Life for 120,000 Displaced People in the Massive Shelter on the Mali Border.

A number of mornings a week, Mohamed ‘Momo’ Ag Malha walks at least 7 miles (11km) around the vast Mbera refugee camp in southeastern Mauritania that has been his residence since 2012. The routine keeps the 84-year-old camp coordinator mentally and physically fit, and enables him to monitor the wellbeing of other inhabitants.

His initial stay in Mauritania occurred in 1991, when he left Mali as Tuareg rebels clashed with the army in his native Timbuktu area.

After four years as a refugee, he returned home and worked for a year as a social worker before transitioning to a teacher. Then in 2012, the Tuareg conflict once again forced him across the border.

The former mathematics and physics teacher says he feels particularly sorry for the young residents of Mbera, which is positioned approximately 30 miles from the Malian border.

“Some of the young ones who were born here in Mbera have not laid eyes on Mali,” he says. “They do not know their nation [and] that is heartbreaking because a refugee always has two hearts: one here, where he lives, and another over there, in his homeland, which he hopes to go back to one day.”

Initially conceived as a few thousand shelters, Mbera now accommodates around 120,000 refugees, according to UNHCR. In addition, it is estimated that at least 154,000 refugees reside in nearby villages across the Hodh Ech Chargui area. More than half are under 18.

Government officials say the area is the number three human settlement in Mauritania after Nouakchott and Nouadhibou, the governmental and business capitals.

Each month, thousands more refugees arrive across the border, fleeing a extremist rebellion that co-opted the Tuareg rebellion and has since left extensive areas of the country uncontrollable. Aid workers – particularly at the UN World Food Programme (WFP) and Unicef office in the town of Bassikounou, which services the camp and nearby settlements – cannot stop being concerned. They have faced declining resources as foreign donors – most notably the now discontinued USAID – have sharply reduced funding this year.

“We’ve gone from [being able to] support almost 90,000 people with both provisions or financial assistance every month to about 53,000 … and had to stop crucial nutrition programmes for undernourished children and mothers due to budget reductions,” says Aliou Diongue, country director for WFP.

The camp has many of the trappings of a established settlement, including its own financial institution, eight schools, a market with more than 500 outlets, and volleyball and football programmes. Members of a parent-teacher association use loudspeakers to get more children registered in school. New comers are documented by aid workers and state agents using biometric systems.

Nearby, gendarmerie patrols guard the camp from the threat of armed groups just a few miles from the border.

Some residents have taken on new responsibilities with zeal: volunteers in the SOS Desert organisation farm produce for sale and operate an firefighting unit putting out bushfires; members of a women’s resource network care for those wounded by jihadist attacks and expectant mothers while also promoting awareness about schooling girls.

But the camp’s needs are evident.

“We have the desire, we have the women, but not enough resources or supplies,” a leading member of the network says. “Sometimes we reuse what little we have, but it is not enough for the requirements of the camp.”

In the schools, the children are provided one meal daily by WFP. At one school with 100 children per class, six or seven of them gather by a big tray to eat the same meal every school day – rice that is mostly unseasoned, save for a few beans.

“We’re still providing school meals, basic food distributions, and cash assistance in the Mbera camp, but it’s not enough,” says Diongue. “We’re prioritizing the most vulnerable while working tirelessly to acquire new funding through the diversification of our donor base.”

The meals are powered by recent donations including several thousand tonnes of rice supplied by the South Korean government – the only goods in a most of the warehouses.

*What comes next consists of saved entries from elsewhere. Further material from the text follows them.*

PR #7631, opened 2020-12-11
Add ElementInternals API

vinyldarkscratch:
This PR is a part of a project to add missing interfaces and interface features to BCD that are from a spec in Editor's Draft or more and is supported in at least one browser.  This particular PR adds missing features, populating the results using data from the [mdn-bcd-collector](https://mdn-bcd-collector.appspot.com) project (v1.1.6), for the ElementInternals API.

Spec: https://html.spec.whatwg.org/multipage/custom-elements.html#elementinternals


api/ElementInternals.json
```diff
@@ -0,0 +1,2213 @@
...
+            "version_added": "77"
+          }
+        },
+        "status": {
+          "experimental": false,
+          "standard_track": true,
+          "deprecated": false
+        }
+      },
+      "ariaAtomic": {
```
foolip, line 49: These aren't from the spec linked in the description, they're from https://w3c.github.io/aria/#ARIAMixin.

Can you split them out into a separate PR and add them to Element.json at the same time?

Chrome 81 as the version is confirmed by https://storage.googleapis.com/chromium-find-releases-static/dbe.html#dbef8d4838807211e2940f0929c8109cdf06b9d5

vinyldarkscratch: Ack, thought I excluded these.  Removing now!

foolip (approved):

A few donors are also helping launch self-sufficiency programmes to help refugees grow crops and raise animals so they can generate funds and boost their quality of life.

Though Malha manages everything responsibly, helping the aid workers’ cater to the most disadvantaged households, his heart longs to return to Mali.

“When you leave your country, you lose everything – your work, your home, your family sometimes,” he says. “Here, you depend only on humanitarian aid. Sometimes that aid is adequate, sometimes it is not. And when it is not, you suffer.
“We are grateful to the Mauritanian authorities and the humanitarian organisations for what they have done for us but it is not the same as being in your own country, working with your own hands and living with pride.”
Sara Mcdowell
Sara Mcdowell

A seasoned gaming enthusiast with over a decade of experience in online slots, specializing in strategy development and game analysis.